A PEC 200 – que atinge todas as carreiras de
servidores públicos civis - revoga o parágrafo
3º do artigo 31 da Constituição, que assegura a
promoção nas carreiras por critérios objetivos
de antiguidade e merecimento. Segundo o advogado
do CPERS/Sindicato (Centro dos Professores do
Estado), Jorge Santos Buchabqui, a supressão
desse parágrafo “permitirá que o Estado
modifique o Estatuto e todos os planos de
carreira para estabelecer quaisquer critérios
para realização de promoções”.
No mesmo artigo, também são revogados os
parágrafos 3º e 4º do artigo 33, que asseguram
gratificações e adicionais por tempo de serviço
a todos os servidores, e as Licenças Prêmios –
licenças concedidas ao servidor, de três meses
remunerados, a cada 5 anos, por assiduidade.

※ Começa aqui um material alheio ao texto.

PR #628, opened 2024-01-24
Update Dell Active Pen

Doomsdayrs:
The Dell Active Pen is misconfigured in `libwacom.stylus`.

Firstly, The pen has 2 buttons.

Secondly "AES" pen does not properly illustrate what the pen is to the user.

### DIFF
--- a/data/libwacom.stylus
+++ b/data/libwacom.stylus
@@ -159,7 +159,7 @@ Type=Mobile
 # Dell   ; VID_NONE     | 0xf142541e | BAT_SWAP (Dell PN5122W)
 Name=Dell Active Pen
 Group=isdv4-aes
-Buttons=2
+Buttons=1
 EraserType=Button
 Axes=Pressure
 Type=Mobile
--- a/data/libwacom.stylus
+++ b/data/libwacom.stylus
@@ -156,9 +156,10 @@ Type=Mobile
 
 [0x631]
 # Dell   ; VID_NONE     | 0x0000 | BAT_SWAP | LONGPRESS (Dell PN557W)
-Name=AES Pen
+# Dell   ; VID_NONE     | 0xf142541e | BAT_SWAP (Dell PN5122W)
+Name=Dell Active Pen
 Group=isdv4-aes
-Buttons=1
+Buttons=2
 EraserType=Button
 Axes=Pressure
 Type=Mobile


whot:
> Firstly, The pen has 2 buttons.

2 *actual* buttons or 1 button + an eraser button? The latter doesn't count as button (iirc) since we can't re-map it, it's hardcoded for some specific behaviour that requires heuristics to undo and we'll likely never implement those. So even if the pen has 2 physical buttons, from libwacom's POV there's only one that is a real button.

Doomsdayrs:
> > Firstly, The pen has 2 buttons.
> 
> 2 _actual_ buttons or 1 button + an eraser button? The latter doesn't count as button (iirc) since we can't re-map it, it's hardcoded for some specific behaviour that requires heuristics to undo and we'll likely never implement those. So even if the pen has 2 physical buttons, from libwacom's POV there's only one that is a real button.

Thanks for the explanation! 

I was confused why I only saw one button listed in the GNOME Settings UI, I shall take it there to help explain that to the user.

---

I hope the name change is okay?

---

Furthermore, I notice that the SVG defaults to this "basic" pen. Is there any way I can provide an SVG for my pen, I did not see documentation about it.

image

whot:
for stylistic reasons [1] the svgs for the syli are part of the gnome-control-center, so you'd need to add the pen there and then check the code on how the SVGs are being picked based on the current tool.

The name change is fine, let's hope this id is only used by Dell (if not, we'll have to change it back).


[1] the tablet SVGs are neutral-ish, the svgs for the pens were more specific to the gnome style, that's what I vaguely remember.

data/libwacom.stylus
```diff
@@ -156,9 +156,10 @@ Type=Mobile
 
 [0x631]
 # Dell   ; VID_NONE     | 0x0000 | BAT_SWAP | LONGPRESS (Dell PN557W)
-Name=AES Pen
+# Dell   ; VID_NONE     | 0xf142541e | BAT_SWAP (Dell PN5122W)
+Name=Dell Active Pen
 Group=isdv4-aes
-Buttons=1
+Buttons=2
```
whot, line 162:
```suggestion
Buttons=1
```

whot:
Realised I can just fix the buttons line here, so let's do that. Merged, thanks!

PR #634, opened 2024-02-05
data: Intuos Pro 2 is compatible with Intuos 4 styli

whot:
The Windows driver at least blocks those but they work just fine. Add them here so we can look them up.

cc @jigpu, @Pinglinux, @Joshua-Dickens 

Note: this is required for [gnome-control-center!2244](https://gitlab.gnome.org/GNOME/gnome-control-center/-/merge_requests/2244) for the tablet to work with the old pens.


Pinglinux (approved):
Works for me. Thank you Peter!

PR #640, opened 2024-02-19
data: add ELAN 9008 and 9009 (zenbook duo UX8406MA)

alesya-h:
Adding both touch panels for the new dualscreen Asus Zenbook Duo


whot:
merged, thanks

PR #644, opened 2024-03-11
Add lenovo IdeaPad Duet 3 10IGL5 (elan-2bd6)

knezi:
The tablet works, but not sure about the stylus.

`tools/show-stylus.py` says it's only capable of generic stylus.

In Gnome settings I can see the stylus, but changing the button mappings doesn't do anything.

`libinput record` shows some event when pressing stylus buttons, but look random to me. When pressing buttons, sometimes I get a regular key press, sometimes nothing and sometimes eraser/rubber.  Also when using the stylus buttons, they every time produce different event.

Is there anything I can do about this?

### DIFF
--- a/data/elan-2bd6.tablet
+++ b/data/elan-2bd6.tablet
@@ -1,0 +1,16 @@
+# ELAN touchscreen/pen sensor present in the IdeaPad Duet 3 10IGL5
+#
+# sysinfo.Al8cFbaepN
+# https://github.com/linuxwacom/wacom-hid-descriptors/issues/212
+
+[Device]
+Name=Elan 2BD6
+ModelName=
+DeviceMatch=i2c:04f3:2bd6
+Class=ISDV4
+IntegratedIn=Display;System
+Styli=@generic-with-eraser
+
+[Features]
+Stylus=true
+Touch=true


whot:
> In Gnome settings I can see the stylus, but changing the button mappings doesn't do anything.

That'd be an issue in the gnome-control-center/mutter then, libwacom just provides a static description of the device/stylus.

> libinput record shows some event when pressing stylus buttons, but look random to me.

You may have a stylus with an eraser button? In that case the button simulates (in firmware) taking the pen out of proximity, flipping it around to the eraser end and bringing it into proximity again.

Some styli also have a (Bluetooth BLE) button at the end which triggers special events that may be mapped to a keystroke by default.

attaching the libinput record output here can tell for sure (attach, not copy/paste please)

knezi:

Entre os projetos enviados pela governadora, há
o que estabelece uma remuneração mínima de R$
1.500 para o magistério, para 40 horas semanais.
O projeto foi rejeitado pelos trabalhadores da
educação, pois, na avaliação da categoria, a
proposta desvaloriza o salário dos professores
ao estabelecer como piso estadual a soma de
todas as vantagens e benefícios pagos, e não ao
piso de fato, definido como valor fixo inicial
da carreira do magistério, ao qual são
acrescentados os benefícios e gratificações.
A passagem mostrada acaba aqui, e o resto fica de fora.